## Exercise description
Say how many of the lines below contain the word "opened"; nothing else belongs in the answer.

- Opening Delimiter -

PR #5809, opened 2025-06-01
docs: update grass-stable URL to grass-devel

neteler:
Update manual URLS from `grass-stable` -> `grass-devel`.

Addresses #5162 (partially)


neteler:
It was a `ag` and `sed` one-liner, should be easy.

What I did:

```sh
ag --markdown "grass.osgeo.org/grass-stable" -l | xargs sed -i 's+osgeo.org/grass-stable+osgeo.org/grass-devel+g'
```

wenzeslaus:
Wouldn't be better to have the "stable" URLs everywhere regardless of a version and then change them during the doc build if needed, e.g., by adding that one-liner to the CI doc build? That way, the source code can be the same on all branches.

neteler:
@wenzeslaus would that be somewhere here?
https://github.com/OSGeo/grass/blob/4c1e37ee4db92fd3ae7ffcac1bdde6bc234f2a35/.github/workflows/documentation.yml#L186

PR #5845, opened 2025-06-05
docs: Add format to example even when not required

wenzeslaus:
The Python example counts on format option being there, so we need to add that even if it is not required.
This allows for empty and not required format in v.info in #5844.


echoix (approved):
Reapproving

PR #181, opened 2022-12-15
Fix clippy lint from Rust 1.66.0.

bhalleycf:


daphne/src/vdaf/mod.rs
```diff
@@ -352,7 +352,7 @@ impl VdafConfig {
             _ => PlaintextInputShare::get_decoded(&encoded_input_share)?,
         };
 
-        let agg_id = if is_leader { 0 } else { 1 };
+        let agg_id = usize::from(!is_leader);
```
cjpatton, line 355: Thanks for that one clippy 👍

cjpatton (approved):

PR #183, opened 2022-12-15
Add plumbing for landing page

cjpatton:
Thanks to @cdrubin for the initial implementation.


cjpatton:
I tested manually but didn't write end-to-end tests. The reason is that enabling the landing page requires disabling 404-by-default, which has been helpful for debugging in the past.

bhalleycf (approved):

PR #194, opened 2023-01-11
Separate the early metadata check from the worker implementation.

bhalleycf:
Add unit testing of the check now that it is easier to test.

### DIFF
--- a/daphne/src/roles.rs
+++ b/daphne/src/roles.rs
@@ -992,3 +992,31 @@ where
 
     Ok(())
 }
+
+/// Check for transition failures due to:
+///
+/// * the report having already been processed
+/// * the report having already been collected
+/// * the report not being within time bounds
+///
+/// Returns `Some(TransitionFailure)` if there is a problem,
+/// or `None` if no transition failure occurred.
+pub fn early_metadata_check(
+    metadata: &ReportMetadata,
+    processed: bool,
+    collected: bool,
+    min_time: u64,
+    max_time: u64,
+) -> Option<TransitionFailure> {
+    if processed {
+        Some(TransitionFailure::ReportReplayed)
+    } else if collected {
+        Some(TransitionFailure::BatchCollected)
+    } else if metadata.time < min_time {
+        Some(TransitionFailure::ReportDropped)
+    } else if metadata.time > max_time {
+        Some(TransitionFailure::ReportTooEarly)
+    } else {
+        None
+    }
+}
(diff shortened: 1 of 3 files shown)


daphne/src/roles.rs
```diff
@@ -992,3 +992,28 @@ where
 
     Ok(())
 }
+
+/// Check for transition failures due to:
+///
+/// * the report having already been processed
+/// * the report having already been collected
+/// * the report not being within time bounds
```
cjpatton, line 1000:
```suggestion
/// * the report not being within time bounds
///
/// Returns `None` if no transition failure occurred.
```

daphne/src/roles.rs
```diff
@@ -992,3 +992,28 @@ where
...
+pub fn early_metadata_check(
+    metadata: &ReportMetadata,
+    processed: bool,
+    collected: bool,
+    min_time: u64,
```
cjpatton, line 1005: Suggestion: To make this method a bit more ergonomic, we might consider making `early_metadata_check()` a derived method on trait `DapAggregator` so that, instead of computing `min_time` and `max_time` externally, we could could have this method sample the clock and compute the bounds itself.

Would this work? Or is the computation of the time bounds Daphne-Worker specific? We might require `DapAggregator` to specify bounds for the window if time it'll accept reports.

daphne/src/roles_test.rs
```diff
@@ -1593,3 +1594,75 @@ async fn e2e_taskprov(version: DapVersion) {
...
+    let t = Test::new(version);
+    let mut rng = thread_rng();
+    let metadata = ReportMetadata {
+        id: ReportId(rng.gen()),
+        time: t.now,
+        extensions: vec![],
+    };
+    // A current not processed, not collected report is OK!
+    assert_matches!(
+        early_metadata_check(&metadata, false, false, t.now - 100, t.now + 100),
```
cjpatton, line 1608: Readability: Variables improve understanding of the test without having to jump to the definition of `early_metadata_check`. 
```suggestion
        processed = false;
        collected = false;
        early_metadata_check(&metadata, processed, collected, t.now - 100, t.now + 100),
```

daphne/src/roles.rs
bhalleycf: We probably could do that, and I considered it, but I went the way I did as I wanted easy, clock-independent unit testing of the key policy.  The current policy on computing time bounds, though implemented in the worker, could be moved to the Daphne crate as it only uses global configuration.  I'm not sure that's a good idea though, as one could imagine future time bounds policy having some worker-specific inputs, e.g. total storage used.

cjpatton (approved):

- Closing Delimiter -
- Opening Delimiter -

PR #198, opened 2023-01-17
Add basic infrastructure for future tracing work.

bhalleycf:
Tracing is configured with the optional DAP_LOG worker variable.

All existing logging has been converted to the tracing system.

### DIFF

- Closing Delimiter -

## Exercise solution
6